David Moody

Personal information
- Full name: David John Masson Moody
- Born: 28 April 1995 (age 31) Maylands, Perth, Western Australia
- Height: 1.95 m (6 ft 5 in)
- Batting: Right-handed
- Bowling: Right-arm fast-medium
- Role: Bowler
- Relations: Tom Moody (uncle)

Domestic team information
- 2014/15–2022/23: Western Australia
- 2018/19: Perth Scorchers
- 2024/25–: Victoria

Career statistics
| Competition | FC | LA | T20 |
| Matches | 43 | 14 | 10 |
| Runs scored | 227 | 21 | 8 |
| Batting average | 7.32 | 5.25 | 8.00 |
| 100s/50s | 0/0 | 0/0 | 0/0 |
| Top score | 31* | 8 | 8 |
| Balls bowled | 7,432 | 611 | 163 |
| Wickets | 126 | 12 | 9 |
| Bowling average | 35.94 | 53.75 | 26.55 |
| 5 wickets in innings | 1 | 0 | 0 |
| 10 wickets in match | 0 | 0 | 0 |
| Best bowling | 5/59 | 3/44 | 3/16 |
| Catches/stumpings | 19/– | 5/– | 1/– |
- Source: Cricinfo, 25 February 2026

= David Moody (cricketer) =

Australian cricketer

David John Masson Moody (born 28 April 1995) is an Australian cricketer. Moody was born in Perth, and attended Guildford Grammar School between 2008 and 2012.
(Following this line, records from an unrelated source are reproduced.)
PR #418, opened 2016-08-12
BUGFIX: Sub classes of adviced classes should initialize advices

kitsunet:
Any sub class of a class that has an advice also needs to initialize
the advices array in the constructor or otherwise that will lead to
exceptions later on. The only reason it works currently is the
``\TYPO3\Flow\Object\Proxy\DoctrineProxyFixingTrait``
which (as a side effect) masks this bug. If we want to get rid of this
trait with newer Doctrine versions we need to fix the bug on our side.

### DIFF
--- a/TYPO3.Flow/Classes/TYPO3/Flow/Aop/Builder/ProxyClassBuilder.php
+++ b/TYPO3.Flow/Classes/TYPO3/Flow/Aop/Builder/ProxyClassBuilder.php
@@ -222,11 +222,14 @@ class ProxyClassBuilder
         }
         $targetClassNameCandidates->sort();
 
+        $treatedSubClasses = new ClassNameIndex();
+
         foreach ($targetClassNameCandidates->getClassNames() as $targetClassName) {
             $isUnproxied = $this->objectConfigurationCache->has('unproxiedClass-' . str_replace('\\', '_', $targetClassName));
             $hasCacheEntry = $this->compiler->hasCacheEntryForClass($targetClassName) || $isUnproxied;
             if ($rebuildEverything === true || $hasCacheEntry === false) {
                 $proxyBuildResult = $this->buildProxyClass($targetClassName, $this->aspectContainers);
+                $treatedSubClasses = $this->proxySubClassesOfClassToEnsureAdvices($targetClassName, $targetClassNameCandidates, $treatedSubClasses);
                 if ($proxyBuildResult !== false) {
                     if ($isUnproxied) {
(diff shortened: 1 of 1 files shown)


TYPO3.Flow/Classes/TYPO3/Flow/Aop/Builder/ProxyClassBuilder.php
```diff
@@ -474,6 +477,45 @@ public function buildProxyClass($targetClassName, array &$aspectContainers)
...
+            }
+            if ($this->reflectionService->isClassReflected($subClassName) === false || $targetClassNameCandidates->hasClassName($subClassName)) {
+                continue;
+            }
+            $proxyClass = $this->compiler->getProxyClass($subClassName);
+            if ($proxyClass === false) {
+                continue;
+            }
+            $callBuildMethodsAndAdvicesArrayCode = "        if (method_exists(get_parent_class(), 'Flow_Aop_Proxy_buildMethodsAndAdvicesArray') && is_callable('parent::Flow_Aop_Proxy_buildMethodsAndAdvicesArray')) parent::Flow_Aop_Proxy_buildMethodsAndAdvicesArray();\n";
+            $proxyClass->getConstructor()->addPreParentCallCode($callBuildMethodsAndAdvicesArrayCode);
```
albe: Don't we need the same PreParentCallCode for __clone and __wakeup, too?

albe: Also, isn't that fixed already by just making sure `parent::__construct()` is called?

kitsunet: Not necessarily, no. As if the class that is proxied has a constructor it might or might not call the parent constructor, but we cannot rely on that.

kitsunet: Ok, added wakeup as well, but looking at the current code we don't do it in clone so far, so I wouldn't add it here. Might be something to have a look at though.

albe: Well, that's what was missing for the ORM 2.5 change, so that probably only needs change together with the ORM upgrade

kitsunet:
So, can we get this merged to finally also merge the ORM change?

albe:
No objections here

kitsunet:
Ok, unfortunately I found another case that needs attention when the doctrine fix is removed... Will push another change ASAP...

PR #419, opened 2016-08-12
BUGFIX: DateTimeConverter accepts timestamps when configuration without format is provided

albe:
Previously, the DateTimeConverter would fail converting timestamps when a configuration for the
property existed, but did not configure the DateTimeConverter format.
This is commonly the case in REST Apis, where type conversion needs to be configured for allowing
creation and modification, but does not necessarily explicitly configure the DateTime format.


albe:
Hm, should probably be targeted at 3.0 instead...

albe:
Closing in favor of #420 which targets 3.0

PR #420, opened 2016-08-12
BUGFIX: DateTimeConverter accepts timestamps when configuration without format is provided

albe:
Previously, the DateTimeConverter would fail converting timestamps when a configuration for the
property existed, but did not configure the DateTimeConverter format.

He made his first-class debut for Western Australia during the 2014–15 Sheffield Shield season. The nephew of Tom Moody, a former Australian international, he had earlier played matches for several invitational sides against international teams in preparation for the 2015 World Cup, including games against Afghanistan, Bangladesh, India, and the United Arab Emirates. He also featured in the 2015 Prime Minister's XI match against England. Moody, a right-arm medium pacer, secured a rookie contract with the Western Australian Cricket Association (WACA) for the 2014–15 domestic season, and on debut against New South Wales in February 2015 took 4/60 in the first innings, including wickets in both his first and third overs. He took his maiden first-class five wicket haul in March 2017 on the second day of the Victoria v Western Australia Sheffield Shield match in Alice Springs.

He made his Twenty20 debut for the Hobart Hurricanes in the 2018–19 Big Bash League season on 18 January 2019.